News Updates: Americans driving less, and a possibility that coal reserves might not be as plentiful as previously thought
December 23, 2008
Americans driving less – for the 12th month in a row (EERE newsletter). Gas prices keep going down (for now)… and it doesn’t matter. Not that the pubic transit part of the following is relevant to most of KS, but I thought this part was interesting:
From November 2007 to October 2008, U.S. residents drove 100 billion fewer miles than the year before, marking the largest ever continuous decline in U.S. driving. October alone saw a year-to-year drop of 8.9 billion vehicle miles, which is the largest October decline since 1971. And while the DOT report doesn’t try to explain the drop in driving, an October report from HNTB Companies says the decrease is partly due to a shift toward public transportation. A nationwide poll showed that more than 24 million U.S. residents—11% of the adult population—are using public transportation more than they did last year, and 16% say they expect to increase their ridership in the coming year. Although many were motivated by high gasoline prices, they also discovered the convenience, traffic avoidance, and environmental benefits of public transit.
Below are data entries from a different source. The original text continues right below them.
PR #191, opened 2018-07-06
Reset a clickable component's state when it is set to disabled

wishdasher:
A clickable component whose `disabled` prop is set to `false` by its parent still retains its existing `hovered`, `focused`, and `pressed` states. Because that causes the handlers to be disabled, the state of the component, when it is re-enabled, is no longer accurate.

This change resets the state of the component when it is disabled.


wishdasher:
For an example of the current behavior, go to https://wonder-blocks.netlify.com/#multiselectmenu and open the second `MultiSelectMenu` (the one with the shortcuts). Click "Select all" and then uncheck "Red". Notice that the "Select all" button still retains its `hovered` state and styling.

jeresig:

Built with commit 8b61539bebac305065be661b4cb2ec550ae5ac22

https://deploy-preview-191--wonder-blocks.netlify.com

PR #1653, opened 2022-11-21
WB-1146.2: Remove Tooltip styleguidist docs

jandrade:
## Summary:

Removing the styleguidist docs now that these are migrated to Storybook.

Now if we could get a regular passenger train from KC to Topeka to Hays, with a split going to either Liberal or Colby, that might help a bit. Oops I left out the Emporia to Wichita bit. Oops I left out all of SE KS. Hmm. Route design might be a little harder than I thought.
World coal reserves might be significantly left than previously thought (Wired). Interesting concept – what if coal were not plentiful, but scarce…
The new model, created by Dave Rutledge, chair of Caltech’s engineering and applied sciences division, suggests that humans will only pull up a total — including all past mining — of 662 billion tons of coal out of the Earth. The best previous estimate, from the World Energy Council, says that the world has almost 850 billion tons of coal still left to be mined…
… Rutledge argues that governments are terrible at estimating their own fossil fuel reserves. He developed his new model by looking back at historical examples of fossil fuel exhaustion. For example, British coal production fell precipitously form its 1913 peak. American oil production famously peaked in 1970, as controversially predicted by King Hubbert. Both countries had heartily overestimated their reserves.
It was from manipulating the data from the previous peaks that Rutledge developed his new model, based on fitting curves to the cumulative production of a region. He says that they provide much more stable estimates than other techniques and are much more accurate than those made by individual countries.
“The record of geological estimates made by governments for their fossil fuel estimates is really horrible,” Rutledge said during a press conference at the American Geological Union annual meeting. “And the estimates tend to be quite high. They over-predict future coal production.”
More specifically, Rutledge says that big surveys of natural resources underestimate the difficulty and expense of getting to the coal reserves of the world. And that’s assuming that the countries have at least tried to offer a real estimate to the international community. China, for example, has only submitted two estimates of its coal reserves to the World Energy Council — and they were wildly different.
“The Chinese are interested in producing coal, not figuring out how much they have,” Rutledge said. “That much is obvious.”
The National Research Council’s Committee on Coal Research, Technology, and Resource Assessments to Inform Energy Policy actually agrees with many of Rutledge’s criticisms, while continuing to maintain far sunnier estimates of the recoverable stocks of American coal.